Je me tus un moment.
— Et tu es quand même avec lui ?
— Oui, parce que quand il a enfin cédé... Valeria, tu n’as aucune idée. Cet homme a une bite qui te coupe en deux. Je pensais que ce serait un désastre au lit, un maladroit en train de réciter un Notre Père pendant qu’il jouissait en deux secondes. Eh bien non. Le salopard baise comme s’il faisait ça tous les soirs depuis dix ans. La première fois, il m’a gardée à quatre pattes pendant trois heures, à me prendre le cul avec une patience que tu n’imagines même pas.
J’ai ri. Ce n’était pas de la moquerie, c’était ce rire qui échappe quand quelque chose éveille une curiosité qu’on n’a pas demandée.
— Quand est-ce que je le rencontre ?
— Dans quelques semaines. On va venir te voir.
J’ai raccroché et je suis restée un moment à fixer le plafond. Sebastián, avait-elle dit qu’il s’appelait. Il avait déjà la tête de quelqu’un d’intéressant, et j’avais déjà la chatte humide en imaginant cette bite de pasteur évangélique qui avait rendue Camila si conne.
***
Ils sont arrivés un vendredi après-midi. Camila est sortie la première du taxi, bronzée, les cheveux attachés, et derrière elle il est apparu. Elle n’avait pas exagéré : il était grand, large d’épaules, avec une mâchoire ferme et ces yeux qui ne sont ni tout à fait gris ni tout à fait verts. Il portait une chemise boutonnée retroussée jusqu’aux coudes et un sac en toile qu’il portait comme s’il ne pesait rien. Mon regard est allé malgré moi au renflement de son pantalon, et d’après ce qu’on distinguait à peine, j’ai dû donner raison à Camila.

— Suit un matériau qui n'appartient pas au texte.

Issue #3298, opened 2019-03-28
Partial collapse of multidimensional auxcoords with bounds


rcomer:
Since #3028, we can partially collapse a multidimesional auxcoord, which is great.  However, it goes wrong if that auxcoord has bounds.  Example:

```python
import iris
import numpy as np

print(iris.__version__)

cube = iris.cube.Cube(np.zeros((2, 3)))

coord1 = iris.coords.DimCoord(range(2), long_name='foo')
coord2 = iris.coords.DimCoord(range(3), long_name='bar')

spanning_bounds = np.stack([np.arange(6), np.arange(1, 7)], axis=-1)
spanning_points = np.mean(spanning_bounds, axis=-1)
spanning_coord = iris.coords.AuxCoord(
    spanning_points.reshape(2, 3), bounds=spanning_bounds.reshape(2, 3, 2),
    long_name='spanning')

for i, coord in enumerate([coord1, coord2]):
    cube.add_dim_coord(coord, i)

cube.add_aux_coord(spanning_coord, (0, 1))

print(cube.collapsed('foo', iris.analysis.MEAN))
```

Output:
```
2.2.0
[warnings about metadata]
Traceback (most recent call last):
  File "2d_coord_issue.py", line 24, in <module>
    print(cube.collapsed('foo', iris.analysis.MEAN))
  File "[site-packages-path]/iris/cube.py", line 3217, in collapsed
    collapsed_cube.replace_coord(coord.collapsed(local_dims))
  File "[site-packages-path]/iris/cube.py", line 1149, in replace_coord
    self.add_aux_coord(new_coord, dims)
  File "[site-packages-path]/iris/cube.py", line 949, in add_aux_coord
    self._add_unique_aux_coord(coord, data_dims)
  File "[site-packages-path]/iris/cube.py", line 981, in _add_unique_aux_coord
    data_dims = self._check_multi_dim_metadata(coord, data_dims)
  File "[site-packages-path]/iris/cube.py", line 973, in _check_multi_dim_metadata
    metadata.shape[i]))
ValueError: Unequal lengths. Cube dimension 0 => 3; metadata 'spanning' dimension 0 => 2.
```

rcomer:
Fixed at #3302.

PR #3302, opened 2019-04-03
Partial Collapse of Multidimensional Auxcoords with Bounds

rcomer:
Proposed fix for #3298.

### DIFF
--- a/lib/iris/coords.py
+++ b/lib/iris/coords.py
@@ -1356,16 +1356,22 @@ class Coord(six.with_metaclass(ABCMeta, CFVariableMixin)):
                     'Metadata may not be fully descriptive for {!r}.'
                 warnings.warn(msg.format(self.name()))
 
-            # Determine the array library for stacking
-            al = da if self.has_bounds() \
-                and _lazy.is_lazy_data(self.core_bounds()) else np
+            if self.has_bounds():
+                item = self.core_bounds()
+                if dims_to_collapse is not None:
+                    # Express main dims_to_collapse as non-negative integers
+                    # and add the last (bounds specific) dimension.
+                    dims_to_collapse = tuple(
+                        dim % self.ndim for dim in dims_to_collapse) + (-1,)
+            else:
+                item = self.core_points()
 
-            item = al.concatenate(self.core_bounds()) if self.has_bounds() \
-                else self.core_points()
+            # Determine the array library for stacking
+            al = da if _lazy.is_lazy_data(item) else np
 
             # Calculate the bounds and points along the right dims
             bounds = al.stack([item.min(axis=dims_to_collapse),
-                               item.max(axis=dims_to_collapse)]).T
+                               item.max(axis=dims_to_collapse)], axis=-1)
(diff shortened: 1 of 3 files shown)


lib/iris/coords.py
```diff
@@ -1356,16 +1356,22 @@ def serialize(x):
...
-            # Determine the array library for stacking
-            al = da if self.has_bounds() \
-                and _lazy.is_lazy_data(self.core_bounds()) else np
+            if self.has_bounds():
+                item = self.core_bounds()
+                if dims_to_collapse is not None:
+                    # Express main dims_to_collapse as non-negative integers
+                    # and add the last (bounds specific) dimension.
+                    dims_to_collapse = tuple(
+                        dim % self.ndim for dim in dims_to_collapse) + (-1,)
```
lbdreyer: Nice!

lbdreyer: Nice!

lib/iris/tests/unit/coords/test_Coord.py
```diff
@@ -303,6 +303,30 @@ def test_numeric_nd(self):
...
+                                                                [78, 112]]))
+
+        # ... and the other
+        collapsed_coord = coord.collapsed(0)
+        self.assertArrayEqual(
+            collapsed_coord.points, np.array([40, 50, 60, 70]))
+        self.assertArrayEqual(collapsed_coord.bounds, np.array([[-2, 82],
+                                                                [8,  92],
+                                                                [18, 102],
+                                                                [28, 112]]))
```
lbdreyer: Could you split this into 3 tests? i.e. one test for each collapse operation.

My concern with having them all in the one test is that if the first one fails we won't know the result of the other two collapses until we get the first one working.
I realise `test_numeric_nd()` that already exists in this file does the same thing as you have done here, but I do think it's better practice to split the tests up

lbdreyer: And perhaps add a test where the dimensions given are negative to test that handling is correct:
i.e. 
```
collapsed_coord = coord.collapsed(-1)
```

rcomer: Will do, and thanks for explaining why - it makes sense.  Should I do the same with the lazy equivalent below?

lbdreyer: > Should I do the same with the lazy equivalent below?

Yes please!

rcomer: Done.  Also moved the dask import to the top of the module.  This is consistent with other test modules that use dask.

Since I now have `self.setupTestArrays((3, 4))` in 8 of the tests, I wondered about adding a setUp method to contain that.  But there are a lot of tests on the class that don't need these arrays so not really sure what the better approach is.

rcomer:
This change also (at least partly) addresses #3363.  I've added an extra test at #3364 that should pass once this branch is merged.

lbdreyer:
All looks good! Thanks @rcomer !

I'm going to merge this in. 
Note the travis tests will fail due to the numpy issues that are fixed in #3366 but I don't want that to hold this PR up

PR #3308, opened 2019-05-03
Imagehash uris check uses file-get instead of github api

pp-mo:
**WIP: do not merge**

Refers to pp=-mo/test-iris-imagehash
And anyway may incorporate this into #3309 

This requires https://github.com/SciTools/test-iris-imagehash/pull/23


pp-mo:
Replacing this with a rebased PR against the v2.2.x branch : #3311
It also needs a licence header fix (done there)

PR #3297, opened 2019-03-22
Fix for small plot changes with freetype 2.10.

pp-mo:
HISTORY NOTE 
Used to contain a lot of trial code attempting to make 'test_image_json' work.
I've taken all that out again, as that solution now lies in #3308 

So this can now be merged ok.
https://github.com/SciTools/test-iris-imagehash/pull/22 relates, but that is now merged.

PR #3309, opened 2019-05-03
Image fixes 2

pp-mo:
**WIP: do not merge**
Because it still references the test branch in pp-mo/imagehash instead of the main repo.

Should replaces #3297 , as the history there has got very complicated.


pp-mo:
Reason for close : we can and should deal with these 2 things separately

Il s’est présenté avec une poignée de main correcte et un sourire poli. Je lui ai dit qu’il sentait très bon en le saluant d’un baiser sur la joue, et ce sourire s’est tendu d’un millimètre.
— Merci — répondit-il en regardant du côté de Camila.
Camila a fait semblant de ne rien voir. Mais moi, je savais qu’elle avait tout vu.
La première nuit a été tranquille. Nous avons dîné tous les trois, parlé du voyage, de la ville, de projets qu’aucun de nous n’avait l’intention de tenir. Sebastián était réservé mais pas antipathique. Il répondait à ce qu’on lui demandait, posait les bonnes questions, n’interrompait pas. C’était le genre de personne qui, dans une réunion, passe inaperçue jusqu’à ce que quelqu’un prenne la peine de vraiment la regarder.
Je me suis donné cette peine.
Et j’ai remarqué qu’il me regardait aussi, chaque fois qu’il pensait que je ne m’en rendais pas compte. Surtout les seins. Je portais un chemisier sans soutien-gorge, et chaque fois que je me penchais pour servir le vin, je sentais ses yeux rivés sur mon décolleté comme s’il voyait pour la première fois deux seins de sa vie.
***
Le lendemain, je me suis levée tôt. Je suis descendue à la cuisine avec ce que j’avais pour dormir : un débardeur court et un string en coton. Rien d’extraordinaire dans sa propre maison. Sebastián était assis à la table avec un café qui a failli se renverser quand je suis entrée.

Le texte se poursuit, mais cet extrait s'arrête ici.